What Is a Section 341 Meeting of Creditors?

Many of our clients are initially somewhat concerned about the meeting of creditors.  The meeting of creditors need not cause substantial concern. Frequently after the meeting our clients will comment that “it wasn’t as bad as I thought”.

Who Will Be At the Meeting?

With limited exception in every bankruptcy case the trustee has a statutory responsibility to convent a meeting of creditors.  The meeting of creditors is an opportunity for the bankruptcy trustee to ask the debtor questions under oath.  Other creditors may also attend and ask the debtor questions, but rarely do so.  When a creditor does appear it is usually a secured creditor such as a lender on a car or furniture. These creditors want to determine your intentions regarding the asset (are you going to give it back or continue to pay for it).

This is not a court hearing and the judge cannot be present at the meeting. As a result, no rulings of law can be made. The best advise we can offer is to relax.

What Can I Expect At the Meeting?

The meeting usually starts with the first giving general instructions applicable to all the debtors appearing during the same session and then begin meeting individually with the debtors. The meeting is grouped with a number of case and in most cases are scheduled to last one hour for all of the cases on the docket. Debtors should plan on being at the meeting for approximately an hour, although the time you actually spend on your case will likely only last 5-10 minutes.

Under statute the meeting is designed to ensure that the debtor understands: (a) the effect of receiving a discharge of her debts; (b) the effect of reaffirming debt; (c) and the debtor’s ability to seek relief under a different chapter of bankruptcy.  In practice, the trustee usually asks the following questions:

1-      Did you file a petition, statements and schedules?

2-      Before filing the petition, statements and schedules did you review and sign them and is the signature your own?

3-      Have you listed all of your assets?

4-      Have you listed all of your debts?

5-      Are there any changes you need to make?

The US Trustee’s office has prepared a video example.  Click to View.

Is Attendance Mandatory?

The court schedules the 341 meeting and notice is sent to all your creditors, so that they can attend if they chose. Attendance is mandatory for all debtors in the case.  If one or both of the debtors does not attend, the case can be dismissed as to the debtor that doesn’t appear. It is therefore very important that each debtor attend the scheduled meeting.

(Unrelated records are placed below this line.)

PR #140, opened 2017-11-25
Konstantin/tpls

lipnikov:
Moved from configure to cmake for NetCDF.


jd-moulton:
I  had a problem with the project() command overwriting the CMAKE compiler flags we had defined, so I moved it earlier. Also fixed an issue with SILO, which wasn't building shared libraries for me.  Please test and let me know if this works for you.

AlexisPerry:
Two things...  First, boostrap.sh triggers an openmpi build, even though I have an openmpi module loaded.  If I specify --with-mpi=<dir>, then it uses the loaded module.  Second, the TPLs build fine, but Amanzi itself fails with the following:
...
Scanning dependencies of target tPPH
[ 51%] Building CXX object src/structured_grid/utils/CMakeFiles/tPPH.dir/tParmParseHelpers.cpp.o
[ 51%] Building CXX object src/state/CMakeFiles/state.dir/Field_Scalar.cc.o
[ 52%] Building Fortran object src/structured_grid/utils/CMakeFiles/tPPH.dir/__/shared_dso.f90.o
[ 52%] Linking CXX executable tPPH
/usr/bin/ld: cannot find -lgeochemistry
collect2: error: ld returned 1 exit status
make[2]: *** [src/structured_grid/utils/tPPH] Error 1
...

lipnikov:
Thanks for testing. The current design is to rely solely on --with-mpi and not on the loaded modules.
If --with-mpi is not specified, openmpi will be build. This gives more control to a developer. Two examples are provided with ./bootshrap.sh --help

lipnikov:
Multiple tests passed on OSX and Ubuntu. The build looks stable to me. Default behaviour can be easily changed in the future with minor tweaking of bootsrap.sh.

lipnikov:
MOAB issues:
1. misses some CMakeList.txt in recent release 5.0.0 
2. search for Zoltan is not consistent with Trillions installation name
Should wait for new release.

lipnikov:
Merged approved by PI.

PR #146, opened 2017-12-08
Ats coupled chem

dasvyat:
Main changes:

multidomain names of chemistry fields.
Ability to consider density as a MultiVector


lipnikov:
Alquimia_PK.cc:
We typically use 4 spaces after ":". 
I think that default constructor of the base class is called automatically, no need to repeat it.
Remove comments (around lines 326 and 850)
Is convert2mole_fraction_  used? 

Amanzi_PK.cc:
double water_density = 998.2. water_density=S->GetScalarData(fluid_den_key_) is more reliable, since a user may initialize it at a different temperature. 

Amanzi_PK.hh:
CopyFieldstoNewState could be inherited from the base class. 

Field.hh:
Remove comments form destructor.

State.cc:
No need to change this file. Remove empty lines.

PR #2957, opened 2019-03-22
via backends continued

nigoroll:
#2850 continued:
* General cleanup
* Split out features into individual commits
* Fix: Send preamble only for new connections
* Add Basic VCC Support for via

There are some obvious next steps (mostly from feedback on #2850 - see bottom of this description), but I think the patch is viable as-is now.

Prerequisite PRs have been merged explicitly (with `--no-ff`):
* #2845 for generic proxy header formatting
* #2680 for resolving a director
* #2956 make VRT_fail() work with any initializier for `VRT_fail()` handling from `VRT_new_backend_clustered()`

Overview info from 5fdb1a20089520515cb8725e51e4e7915cc52925:

----

So the obvious way to connect to TLS backends is to use a TLS "onloader" (a term coined by @slimhazard as in the opposite of "offloader"), which turns a clear connection into a TLS connection to some other fixed config address.

haproxy, however, offers a convenient and elegant way to avoid this configuration overhead: The PROXY protocol can also be used to transport the destination address which haproxy is to connect to if a server's address is unspecified (`IN_ADDR_ANY` / `0.0.0.0`). The configuration template for this use case looks like this (huge thank you to @wtarreau for pointing out this great option in haproxy):

```
    listen clear-to-ssl
            bind /my/path/to/ssl_onloader accept-proxy
            balance roundrobin
            stick-table type ip size 100
            stick on dst
            server s0 0.0.0.0:443 ssl ca-file /etc/ssl/certs/ca-bundle.crt
            server s1 0.0.0.0:443 ssl ca-file /etc/ssl/certs/ca-bundle.crt
            server s2 0.0.0.0:443 ssl ca-file /etc/ssl/certs/ca-bundle.crt
            # .. approximately as many servers as expected peers
            # for improved tls session caching
```

With this setup, by connecting to `/my/path/to/ssl_onloader` and sending the address to make a TLS connection to in a PROXY header (as the server address / port), we can reduce the configuration overhead outside varnish substantially. In particular, we do not require a path / port per destination and get back the option to use dynamic backends (see also https://github.com/nigoroll/libvmod-dynamic/issues/34 )

This patch implements the basis for simple means of configuring such an ssl onloader:
    
backends can be created with an additional "via" director, which has to resolve to a simple backend. The connection is then made to that address and the actual endpoint address is sent in an additional PROXY header.  Notice that sending yet another proxy header to the actual backend is unaffected. Despite using the same format, the two proxy headers are semantically different: The first, here coined the "preamble", is the address to make the connection to while the (optional) second proxy header continues to contain the addresses of the connection to varnish.

Obvious next steps:

* resolution of the "via" backend at the time the connection is made: This will allow for fault tolerance and load balancing of via backends

* Cascade the health check: If the "via" backend is probed / set down, any backends using it should be down immediately

* Timeouts: The "via" backend's timeouts should define maximum values for any connections made through it


bin/varnishd/cache/cache_backend.c
```diff
@@ -652,9 +652,8 @@ VRT_new_backend_clustered(VRT_CTX, struct vsmw_cluster *vc,
 		AN(sa);
 		AN(bogo);
 		be->tcp_pool = VTP_Clone(viabe->tcp_pool, sa);
```
nigoroll: this needs to be changed for autority

nigoroll:
FTR from VDD:
* @bsdphk wants to change the VRT backend interface to https://etherpad.wikimedia.org/p/vdd19q3 `VRT_new_backend()`
* this PR needs to be adjusted once that is in
* also the existing tcp pool id code is from for now, but that will be fixed with the VRT change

Can the Date or Time of the 341 Meeting Be Changed?

In extreme case the meeting of creditors can be “continued” or rescheduled with court approval. Notice must be provided to each of your creditors in advance of the meeting and the meeting has to be rescheduled by the court.  There are almost always additional costs associated with continuing the meeting.  For these reasons, continuing the meeting should only be sought in extreme cases.

Are there Any Other Court Appearances?

In most chapter 7 cases, the meeting of creditors is the only appearance that is required. In chapter 13 cases there is an additional hearing before the judge called the confirmation meeting. Attorneys differ as to whether they want their clients to attend that hearing. We generally do not make our clients take additional time off to attend—unless there is a specific reason for attendance.

What Do I Need To Bring?

Unless told otherwise, you need to bring the following documents with you to the meeting:

  1. Social Security Card – If you DO NOT have a Social Security Card, call our office (or your attorney) IMMEDIATELY. If you fail to bring your Social Security Card to your meeting, you may be charged additional fees for and be required to attend a continued hearing.
  2. Driver’s License or other government issued picture ID.
  3. Bank Statements – For each of your accounts covering the date you filed for bankruptcy.
  4. Pay Stubs – Your most recent pay stub.
  5. Your most recent tax return.
  6. Your most recent county property tax notice (if you own your home).
  7. Any other information that the trustee or your attorney requested you to bring.